Reputation: 1056
I am try to scrape a website but that website stores required data in json format. I used spider to get data from a url. I cannot understand the json response as I am a beginner in scrapy especially json format I want to extract dogId and the msgTimeOff. I tried randomly sometimes got key error or the data was not the required one.
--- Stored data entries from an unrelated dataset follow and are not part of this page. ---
PR #1840, opened 2021-01-18
implement a transaction load generator

tsachiherman:
## Summary

In order to implement the "max attained throughput" on the mainnet metrics dashboard we need to generate at least a single block that would contain as many transactions as we can. The utility implemented here could assist us doing so.

## Test Plan

Tested manually.
Config file should be provided based on the example config file.
A mnemonic can be generated using 
```
algokey generate | grep "Private key mnemonic:"
```

### DIFF
--- a/cmd/loadgenerator/config.go
+++ b/cmd/loadgenerator/config.go
@@ -1,0 +1,55 @@
+// Copyright (C) 2019-2021 Algorand, Inc.
+// This file is part of go-algorand
+//
+// go-algorand is free software: you can redistribute it and/or modify
+// it under the terms of the GNU Affero General Public License as
+// published by the Free Software Foundation, either version 3 of the
+// License, or (at your option) any later version.
+//
+// go-algorand is distributed in the hope that it will be useful,
+// but WITHOUT ANY WARRANTY; without even the implied warranty of
+// MERCHANTABILITY or FITNESS FOR A PARTICULAR PURPOSE.  See the
+// GNU Affero General Public License for more details.
+//
+// You should have received a copy of the GNU Affero General Public License
+// along with go-algorand.  If not, see <https://www.gnu.org/licenses/>.
+
+package main
+
+import (
+	"encoding/json"
+	"net/url"
+	"os"
+)
+
+const configFileName = "loadgenerator.config"
+
+type config struct {
+	AccountMnemonic string
+	ClientURL       *url.URL `json:"-"`
+	APIToken        string
+	RoundModulator  uint64
+	RoundOffset     uint64
+	Fee             uint64
+}
+
+type fileConfig struct {
+	config
+	ClientURL string `json:"ClientURL"`
+}
+
+func loadConfig() (cfg config, err error) {
+	var fd *os.File
+	fd, err = os.Open(configFileName)
+	if err != nil {
+		return config{}, err
+	}
+	jsonDecoder := json.NewDecoder(fd)
+	var fileCfg fileConfig
+	err = jsonDecoder.Decode(&fileCfg)
+	if err == nil {
+		cfg = fileCfg.config
+		cfg.ClientURL, err = url.Parse(fileCfg.ClientURL)
+	}
+	return
+}
--- a/cmd/loadgenerator/config.go
+++ b/cmd/loadgenerator/config.go
@@ -25,12 +25,18 @@ import (
 const configFileName = "loadgenerator.config"
 
 type config struct {
+	// AccountMnemonic is the mnemonic of the account from which we would like to spend Algos.
 	AccountMnemonic string
-	ClientURL       *url.URL `json:"-"`
-	APIToken        string
-	RoundModulator  uint64
-	RoundOffset     uint64
-	Fee             uint64
+	// ClientURL is the url ( such as http://127.0.0.1:8080 ) that would be used to communicate with a node REST endpoint
+	ClientURL *url.URL `json:"-"`
+	// APIToken is the API token used to communicate with the node.
+	APIToken string
+	// RoundModulator is the modulator used to determine of the current round is the round at which transactions need to be sent.
+	RoundModulator uint64
+	// RoundOffset is the offset used to determine of the current round is the round at which transactions need to be sent.
+	RoundOffset uint64
+	// Fee is the amount of algos that would be specified in the transaction fee field.
+	Fee uint64
 }
 
 type fileConfig struct {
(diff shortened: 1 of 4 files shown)


cmd/loadgenerator/main.go
```diff
@@ -0,0 +1,222 @@
...
+		fmt.Fprintf(os.Stderr, "unable to load config : %v\n", err)
+		os.Exit(1)
+	}
+	fmt.Printf("Configuration file loaded successfully.\n")
+
+	seed := loadMnemonic(cfg.AccountMnemonic)
+	privateKey := crypto.GenerateSignatureSecrets(seed)
+	publicKey := basics.Address(privateKey.SignatureVerifier)
+
+	fmt.Printf("Spending account public key : %v\n", publicKey.String())
```
algonautshant, line 63: What is the purpose of printing this out?

cmd/loadgenerator/main.go
```diff
@@ -0,0 +1,222 @@
...
+			continue
+		}
+		if isSpendRound(cfg, nodeStatus.LastRound) {
+			// time to send transactions.
+			return
+		}
+		fmt.Printf("Current round %d, waiting for spending round %d\n", nodeStatus.LastRound, nextSpendRound(cfg, nodeStatus.LastRound))
+	waitForNextBlock:
+		// wait for the next round.
+		nodeStatus, err = restClient.WaitForBlock(basics.Round(nodeStatus.LastRound))
```
algonautshant, line 142: What am I missing here? It this waiting for the current round? Isn't this trivial?
Did you mean waiting for nextRpendRound?

cmd/loadgenerator/main.go
```diff
@@ -0,0 +1,222 @@
...
+			fmt.Fprintf(os.Stderr, "unable to check status : %v", err)
+			time.Sleep(1 * time.Second)
+			continue
+		}
+		if isSpendRound(cfg, nodeStatus.LastRound) {
+			// time to send transactions.
+			return
+		}
+		fmt.Printf("Current round %d, waiting for spending round %d\n", nodeStatus.LastRound, nextSpendRound(cfg, nodeStatus.LastRound))
+	waitForNextBlock:
```
algonautshant, line 140: Why the repetition inside the labeled block?
Why not just wait for nextPsendRound and continue here?

cmd/loadgenerator/main.go
```diff
@@ -0,0 +1,222 @@
...
+	for {
+		waitForSpendingRound(restClient, cfg)
+		queueFull := generateTransactions(restClient, cfg, privateKey, publicKey)
+		if queueFull {
+			waitForNonSpendingRound(restClient, cfg)
+		}
+	}
+}
+
+func waitForNonSpendingRound(restClient client.RestClient, cfg config) {
```
algonautshant, line 97: No need for this function. Just use the  waitForSpendingRound with a parameter, and check 
if isPendingRound == spendingOrNonSpending.

algonautshant (commented):
Looks good. Some comments and questions. 
One more function to review.

cmd/loadgenerator/main.go
tsachiherman: When starting off this utility, the enduser needs to know which account he/she need to fund with money.. so, printing this out might be a good idea.

cmd/loadgenerator/main.go
```diff
@@ -0,0 +1,222 @@
...
+				Amount:   basics.MicroAlgos{Raw: 0},
+			},
+			Type: protocol.PaymentTx,
+		}
+		crypto.RandBytes(tx.Note[:])
+		txns[i] = tx.Sign(privateKey)
+	}
+
+	// create multiple go-routines to send all these requests.
+	const nroutines = 8
```
algonautshant, line 196: Maybe this should be parametrized either in the config or as a constant at the top?

cmd/loadgenerator/main.go
tsachiherman: nope; this one was abit tricky for me too. If you'll look on the server side implementation of WaitForBlock you'll see that it's waiting for the round+1 to get committed. 
while this isn't trivial, changing this behavior at the source would cause more failures than we want to have; for sure not something to be done in the context of this solution.

algonautshant (approved):

cmd/loadgenerator/main.go
tsachiherman: it would repeat the "Status" call:
1. The first time. ( so that we would have a solid knowledge of what is the current round )
2. Every time we had a communication error.

Otherwise, it would perform the WaitForBlock, blocking for exactly one round at a time.

cmd/loadgenerator/config.go
```diff
@@ -0,0 +1,55 @@
...
+)
+
+const configFileName = "loadgenerator.config"
+
+type config struct {
+	AccountMnemonic string
+	ClientURL       *url.URL `json:"-"`
+	APIToken        string
+	RoundModulator  uint64
+	RoundOffset     uint64
```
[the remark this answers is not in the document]
tsachiherman: yes, I can do that.

cmd/loadgenerator/main.go
tsachiherman: I'll make it equal to twice the number of cpus.

cmd/loadgenerator/main.go
algonautshant: Then why not wait for next spending round - 1?

cmd/loadgenerator/main.go
```diff
@@ -0,0 +1,222 @@
...
+		nodeStatus, err = restClient.Status()
+		if err != nil {
+			fmt.Fprintf(os.Stderr, "unable to check status : %v", err)
+			time.Sleep(1 * time.Second)
+			continue
+		}
+		if !isSpendRound(cfg, nodeStatus.LastRound) {
+			return
+		}
+	waitForNextBlock:
```
nicholasguoalgorand, line 110: can we replace this goto block with another for loop, or are using goto's generally okay?

cmd/loadgenerator/main.go
nicholasguoalgorand, line 140: ditto on the goto

cmd/loadgenerator/main.go
tsachiherman: I'll refactor the function.

nicholasguoalgorand (commented):
Looks good, had one comment

cmd/loadgenerator/main.go
tsachiherman: Waiting for "next spending round - 1" can take a long time to reach. The server is limiting the request to 1 minute anyway. In general, I don't like to leave the server holding a connection for a long time, so keeping it for a single round seems fair.

algonautshant (approved):
Looks good.
Thanks for the changes.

One block which contains the required data is as below
{"raceId":"1808334","position":"6","trap":"6","resultHandicap":"","name":"Turkey
Blaze","dogSex":"D","dogDateOfBirth":"2017-05-01 05:00","dogSire":"SIDARIAN BLAZE","dogDam":"MISS PRECEDENT","msgTimeOff":"2021-01-05
13:49","status":"6","reservename":"","dogId":"532771","reserveDogId":"","comment":"wide, crowded
run-up and first","withdrawreason":"Wide,CrdRnUp&1","calcRTimeS":29.82,"dogColor":"bk","fract":"10\/1","trainer
":"A Jenkins","favFlag":"","rpDistDesc":"1 1\/4","splitTime":"4.68","winnersTimeS":"29.48","raceStatus":"P","rStatusCde":"P","finalROutcomeId":
"6","reserveYn":"","isNonRunner":"0","isReserved":"0","videoid":""}
it is contained in a list and there are many lists available. I want to extract all of it the code I use to get json response is
class MySpider(scrapy.Spider):
name = "timeline"
def __init__(self,date='', *args,**kwargs):
super(MySpider, self).__init__(*args, **kwargs)
self.date = date
self.start_urls = ['https://greyhoundbet.racingpost.com/results/blocks.sd?race_id=1808334&track_id=4&r_date='+ date +'&r_time=13%3A49&blocks=meetingHeader%2Cresults-meeting-pager%2Clist']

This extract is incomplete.